Vê-se, pois, que com a ratificação, e por conseqüência a
incorporação ao ordenamento jurídico nacional, do Pacto Internacional dos
Direitos Civis e Políticos e da Convenção Americana sobre Direitos Humanos, o
princípio do nemo tenetur se detegere, em virtude do
artigo 5º, § 2º, da CF, possui o status de direito fundamental, vale dizer, possui a mais alta patente que
uma norma pode ter, isto é, a de um princípio-garantia de hierarquia
constitucional.[4]
O
que se quer frisar até aqui, é que o direito ao silêncio ou permanecer calado —
uma das maiores garantias do devido processo legal, cláusula constitucional
(art. 5.°, LXIII, 1 parte) — ultrapassa os limites de sua própria redação, ou
melhor, como reconhece a doutrina, deve ser interpretado como sendo o direito
de não produzir prova contra si mesmo.
Por
isso, não é razoável exigir-se a cooperação do acusado para obtenção de
quaisquer provas incriminadoras (invasiva ou não). Inclusive, no Brasil, o STF
tem proclamado a inadmissibilidade de compeli-lo a fornecer material gráfico[5], participar de
reprodução simulada dos fatos[6] e também a fornecer
os padrões vocais necessários a subsidiar prova pericial de confronto de voz em
gravação de escuta telefônica[7]. Inclusive, não está
obrigado a fornecer materiais para a realização de exames periciais que exigem
intervenções corporais (exame de sangue, teste de alcoolemia, de DNA) e ao
fornecimento de material escrito para realização de exame grafotécnico.
Por
fim, sufragamos do entendimento de que o direito ao silêncio (i) estende-se aos
indiciados ou acusados, até mesmo aqueles que em razão de suas declarações se
coloque em risco de suportarem um processo criminal, como vítimas e
testemunhas; (ii) incide em feitos de natureza penal ou extrapenal (processos
administrativos, sindicâncias, ou qualquer outra forma de procedimento que possa
redundar em punições disciplinares); (iii) e abrange tanto o comportamento
passivo como ativo, impedindo que o Estado-Leviatã obtenha provas invasivas.

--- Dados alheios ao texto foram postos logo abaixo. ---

PR #2393, opened 2020-07-24
[expo-cli] check `when` field when inquirer is used in noninteractive mode

### LINKED ISSUE #2327: `expo fetch:android:keystore` requires a TTY, but doesn't actually take any user input
## Description

`expo fetch:android:keystore` doesn't prompt the user, but incorrectly displays a message indicating that it needs to prompt them when ran without a TTY.

The reason for this is that:

- https://github.com/expo/expo-cli/blob/f44d0d7f82d84f162ace8abe609e0b23ef750363/packages/expo-cli/src/credentials/views/AndroidKeystore.ts#L145 uses `when` to tell `prompt` that it might not need to be executed.
- https://github.com/expo/expo-cli/blob/f44d0d7f82d84f162ace8abe609e0b23ef750363/packages/expo-cli/src/prompt.ts#L13 `prompt` doesn't check `when` before bailing because the input is not interactive.

## Expected Behavior

`expo fetch:android:keystore` works without a TTY.

## Observed Behavior

```
[16:16:30] Input is required, but Expo CLI is in non-interactive mode.
Required input:
> Do you want to display the Android Keystore credentials?
```
## Environment

This will happen in any environment - see description.

## Reproducible Demo

`/dev/null | expo fetch:android:keystore > android-keystore.txt`

wkozyra95:
fixes #2327

### DIFF
--- a/packages/expo-cli/src/prompt.ts
+++ b/packages/expo-cli/src/prompt.ts
@@ -11,8 +11,24 @@ export default function prompt(
   questions: CliQuestions,
   { nonInteractiveHelp }: { nonInteractiveHelp?: string } = {}
 ) {
-  const nQuestions = Array.isArray(questions) ? questions.length : 1;
-  if (program.nonInteractive && nQuestions !== 0) {
+  questions = Array.isArray(questions) ? questions : [questions];
+  const nAllQuestions = questions.length;
+  if (program.nonInteractive) {
+    const nQuestionsToAsk = questions.filter(question => {
+      if (!('when' in question)) {
+        return true;
+      } else if (typeof question.when === 'function') {
+        // if `when` is a function it takes object containing previous answers as argument
+        // in this case we want to detect if any question will be asked, so it
+        // always will be empty object
+        return question.when({});
+      } else {
+        return question.when;
+      }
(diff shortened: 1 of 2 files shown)


packages/expo-cli/src/prompt.ts
```diff
@@ -11,8 +11,21 @@ export default function prompt(
...
-  const nQuestions = Array.isArray(questions) ? questions.length : 1;
-  if (program.nonInteractive && nQuestions !== 0) {
+  questions = Array.isArray(questions) ? questions : [questions];
+  const nAllQuestions = questions.length;
+  if (program.nonInteractive) {
+    const nQuestionsToAsk = questions.filter(question => {
+      if (!('when' in question)) {
+        return true;
+      } else if (typeof question.when === 'function') {
+        return question.when({});
```
quinlanj, line 21: It's a bit confusing for me when i read this and i need to look up `inquirer` docs to make sense of what kind of object `when` should be. It'd be helpful if you had some comments explaining that `when` should be :
- boolean 
- function: and if it is a function,  it expects to take the user's answers object, which is empty in the case of `non-interactive`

[1] Que é o selo que garante o enfoque
do interrogatório como meio de defesa e que assegura a liberdade de consciência
do acusado. (GRINOVER, Ada Pellegrini; FERNANDES, Antônio
Scarance; GOMES FILHO, Antônio Magalhães. As
nulidades no processo penal. 9. ed. rev., atual. e ampl. – São Paulo:
Editora Revista dos Tribunais).
[2]
QUEIJO, Maria Elizabeth. O direito de não
produzir prova contra si mesmo – o princípio Nemo tenetur se detegere e suas
decorrências no processo penal. Editora Saraiva, 2003, p. 04.
[3] QUEIJO,
Maria Elizabeth. O direito de não
produzir prova contra si mesmo – o princípio Nemo tenetur se detegere e suas
decorrências no processo penal. Editora Saraiva, 2003, p. 69.
[4]
QUEIJO, Maria Elizabeth. O direito de não
produzir prova contra si mesmo – o princípio Nemo tenetur se detegere e suas
decorrências no processo penal. Editora Saraiva, 2003, p. 80.
[6] HC
69.026-DF, rel. Celso de Mello, DJU 4.09.92, RTJ 142/855.
[7] HC
83.096-RJ, rel. Ellen Gracie, Informativo STF n.° 330.